Mali : L’État met en vente une tonne d’or de Loulo-Gounkoto pour relancer la mine.

Le complexe minier Loulo-Gounkoto, exploité par le géant canadien Barrick Mining, traverse l’une des périodes les plus critiques de son histoire au Mali. Face à l’arrêt quasi total de ses activités depuis plus de six mois, les autorités maliennes ont autorisé la vente d’une tonne d’or issue du stock existant afin de financer la reprise de la production.
Estimée à environ 107 millions de dollars, cette opération permettra de couvrir les salaires impayés, d’acheter le carburant nécessaire au redémarrage de l’usine, et de régler les dettes envers les sous-traitants locaux, dans un contexte de forte pression sociale et économique autour du site.
Une reprise partielle mais fragile
L’usine a officiellement redémarré ses activités au début du mois de juillet 2025, après avoir été placée sous administration judiciaire par décision du tribunal de grande instance de Bamako le 16 juin dernier. C’est Zoumana Makadji, expert-comptable et ancien ministre de la Santé, qui a été nommé administrateur provisoire de la mine par les autorités.
Toutefois, malgré cette relance, la production reste très limitée. Plusieurs sources internes estiment qu’il faudra au moins 4 mois pour retrouver un rythme opérationnel normal, un délai qui pourrait encore s’allonger en raison du départ de nombreux expatriés et du manque d’accès aux systèmes techniques de Barrick, désormais restreints.
Un conflit juridique et fiscal en toile de fond
La crise trouve son origine dans l’application du nouveau code minier adopté en 2023 par le Mali. Ce texte vise à renforcer la souveraineté économique du pays en augmentant la part de l’État dans les revenus miniers et en alourdissant la fiscalité des opérateurs étrangers. Barrick juge cette réforme rétroactive et contraire aux conventions internationales signées avec l’État malien.
En janvier 2025, le gouvernement malien avait bloqué les exportations de Barrick et saisi trois tonnes d’or, déclenchant un bras de fer qui perdure. L’entreprise canadienne a depuis déposé un recours en arbitrage international, estimant que ses droits contractuels sont violés.
Une mine stratégique pour Barrick et pour le Mali
Le site de Loulo-Gounkoto n’est pas une mine comme les autres. Il représente le deuxième actif le plus rentable de Barrick après sa mine du Nevada. Sa contribution aux résultats du groupe est suffisamment importante pour que Barrick ait décidé, en juin, de retirer Loulo-Gounkoto de ses prévisions de production 2025, signe d’un pessimisme profond sur l’évolution du différend.

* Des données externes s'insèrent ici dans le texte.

PR #329, opened 2023-11-21
Fix connections to server on different locales

Noonlord:
ToUpper is not enough, we need to use InvariantCulture to be sure that the string is converted to uppercase in a way that is consistent with the server.

### DIFF
--- a/RabbitMQ.Stream.Client/Client.cs
+++ b/RabbitMQ.Stream.Client/Client.cs
@@ -222,7 +222,7 @@ namespace RabbitMQ.Stream.Client
                     .ConfigureAwait(false);
             logger?.LogDebug("Sasl mechanism: {Mechanisms}", saslHandshakeResponse.Mechanisms);
 
-            var isValid = saslHandshakeResponse.Mechanisms.Contains(parameters.AuthMechanism.ToString().ToUpper(),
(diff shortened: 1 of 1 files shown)


Noonlord:
@Zerpet I would like to have a review if possible.

Gsantomaggio:
Thank you @Noonlord. 
May I ask for an example where the current implementation fails?

Zerpet (commented):
I echo Gabriele's thought. Where does the current implementation fail?

From what I read in [Microsoft documentation](https://learn.microsoft.com/en-us/dotnet/api/system.string.toupperinvariant?view=net-7.0), the upper invariant seems important for consistent sorting. However, we are not sorting the authentication mechanism array, we just iterate it.

Noonlord:
@Gsantomaggio although I can not provide you a configuration file at the moment, I can show something else to reproduce the bug locally.

This is the current culture:
resim (2)

This is the auth mechanisms response from server:
resim (1)

And this is the client parameters: 
resim

Issue is from client parameters authentication method enumeration, Plain, converts to string as "Plain" and using TR-tr culture ToUpper() method transforms this into "PLAİN" those two strings get compared and it results to false, because of this client thinks that server does not support "Plain" authentication method. 

Thanks for quick responses!

Gsantomaggio (approved):

Zerpet:
Thank you for the detailed explanation and the contribution!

Du côté malien, Loulo-Gounkoto est également un atout stratégique. Dans un pays où l’or représente plus de 70 % des recettes d’exportation, la maîtrise de ses gisements devient une priorité politique et économique. La décision de vendre une tonne d’or constitue un acte fort, mais également un signal de défiance vis-à-vis de l’opérateur privé.
Une incertitude juridique sur l’avenir du site
La situation est d’autant plus complexe que le permis d’exploitation actuel expire en février 2026. Depuis quatre mois, Barrick attend une réponse à sa demande de renouvellement, qui reste sans suite. L’absence de clarification alimente les spéculations autour d’une possible renationalisation du site, ou d’un changement de partenaire industriel à court terme.
Contexte régional : vers une souveraineté minière accrue ?
Le conflit malien s’inscrit dans une tendance régionale plus large. Au Mali, au Niger et au Burkina Faso, les régimes militaires multiplient les initiatives de reprise en main du secteur minier, portés par la flambée des cours de l’or, qui ont atteint 3 500 dollars l’once en avril 2025.
Par contraste, des pays comme le Ghana ou la Côte d’Ivoire adoptent des approches plus institutionnelles : hausse progressive des redevances, amélioration de la gouvernance, et mise en place de structures nationales de régulation comme le GoldBod ghanéen, chargé de centraliser le commerce de l’or.
Quel avenir pour Loulo-Gounkoto ?
La vente imminente d’une partie du stock d’or de Loulo-Gounkoto pourrait créer un précédent lourd de conséquences pour l’attractivité minière de la région. Elle marque une ingérence directe de l’État dans la gestion d’un actif officiellement toujours sous licence d’un opérateur privé international.
Si cette action vise à garantir la souveraineté économique du Mali, elle pose aussi la question du climat des affaires, de la sécurité juridique des investissements, et de la capacité du pays à attirer de nouveaux partenaires miniers à l’avenir.